Work item:
All of the data needs to be printed again, exactly as written.

· · · · ·

PR #2648, opened 2024-08-13
chore(liveness): fail liveness if db conns saturated for 10min

iainsproat:
## Description & motivation

Pods are placed in an unready state if the database connections are saturated for >20 seconds.

We currently have a situation where there are some long-running database queries. These cause the database connections available to a pod to be saturated for extended periods of time. This in turn causes the pod to be in an unready state. Over time, as the long-running queries accumulate, the number of pods which are unready increases. This eventually causes the entire cluster to be unavailable.

Currently the only way to recover is to restart the pod.

Including a check of saturated database connections in the liveness probe is a short-term hack to ensure affected pods are restarted whenever the encounter this issue.

## Checklist:


fabis94 (approved):
🤷

gjedlicska (approved):

PR #3915, opened 2025-01-30
Fix(dui3): handle update connector errors

oguzhankoral:
Since we do not have released version on ETABS and the exception was not handled, it caused the issue https://linear.app/speckle/issue/CNX-1144/installer-version-shows-documentless-state


bjoernsteinhagen:
Fixed ETABS' documentless state:
image

didimitrie (approved):

PR #3918, opened 2025-01-30
fix(server/errors): derive errors from BaseError

iainsproat:
## Description & motivation

`throw new Error` should only be present in exceptional circumstances. We should instead extend from `BaseError`, as this allows us to ensure an HTTP StatusCode is present and can be used to properly handle errors returned to the user and logged.

Currently `Error` will be returned to the user as a HTTP status code 500, and logged as error level. For many errors, this is incorrect. This PR aims to reduce or eliminate these occurrences.

## Changes:

- `throw new Error` replaced with an appropriate Error class extended from BaseError.

## Checklist:


fabis94 (approved):
I think as long as no existing BaseError types get swapped it should be fine

PR #3931, opened 2025-02-04
Fix(dui3): eport shows success despite more warning items than

oguzhankoral:
WARNING STATE
image

FAIL STATE
image

SUCCESS STATE
image


didimitrie (approved):
happiness level 5/10, but we know this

· · · · ·

Your solution:
PR #2648, opened 2024-08-13
chore(liveness): fail liveness if db conns saturated for 10min

iainsproat:
## Description & motivation

Pods are placed in an unready state if the database connections are saturated for >20 seconds.

We currently have a situation where there are some long-running database queries. These cause the database connections available to a pod to be saturated for extended periods of time. This in turn causes the pod to be in an unready state. Over time, as the long-running queries accumulate, the number of pods which are unready increases. This eventually causes the entire cluster to be unavailable.

Currently the only way to recover is to restart the pod.

Including a check of saturated database connections in the liveness probe is a short-term hack to ensure affected pods are restarted whenever the encounter this issue.

## Checklist:


fabis94 (approved):
🤷

gjedlicska (approved):

PR #3915, opened 2025-01-30
Fix(dui3): handle update connector errors

oguzhankoral:
Since we do not have released version on ETABS and the exception was not handled, it caused the issue https://linear.app/speckle/issue/CNX-1144/installer-version-shows-documentless-state


bjoernsteinhagen:
Fixed ETABS' documentless state:
image

didimitrie (approved):

PR #3918, opened 2025-01-30
fix(server/errors): derive errors from BaseError

iainsproat:
## Description & motivation

`throw new Error` should only be present in exceptional circumstances. We should instead extend from `BaseError`, as this allows us to ensure an HTTP StatusCode is present and can be used to properly handle errors returned to the user and logged.

Currently `Error` will be returned to the user as a HTTP status code 500, and logged as error level. For many errors, this is incorrect. This PR aims to reduce or eliminate these occurrences.

## Changes:

- `throw new Error` replaced with an appropriate Error class extended from BaseError.

## Checklist:


fabis94 (approved):
I think as long as no existing BaseError types get swapped it should be fine

PR #3931, opened 2025-02-04
Fix(dui3): eport shows success despite more warning items than

oguzhankoral:
WARNING STATE
image

FAIL STATE
image

SUCCESS STATE
image


didimitrie (approved):
happiness level 5/10, but we know this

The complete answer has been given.